Segment Start: SOURCE INFORMATION
PR #728, opened 2019-07-24
Move fuzz target chmod to somewhere more general.

oliverchang:

PR #733, opened 2019-07-25
Trying to fix travis

oliverchang:


oliverchang:
no idea what issue this was, but it seems to have fixed travis. TBRing

oliverchang:
Yeah, but not sure why this isn't an issue on container builder.

Dor1s:
Hm, and actually that combination of flags was just moved from another place in #728. Doesn't make any sense indeed :|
Segment End: SOURCE INFORMATION
• YOUR ASSIGNMENT:
The entries above should be copied out exactly, with none left out.

• TASK OUTPUT:
PR #728, opened 2019-07-24
Move fuzz target chmod to somewhere more general.

oliverchang:

PR #733, opened 2019-07-25
Trying to fix travis

oliverchang:


oliverchang:
no idea what issue this was, but it seems to have fixed travis. TBRing

oliverchang:
Yeah, but not sure why this isn't an issue on container builder.

Dor1s:
Hm, and actually that combination of flags was just moved from another place in #728. Doesn't make any sense indeed :|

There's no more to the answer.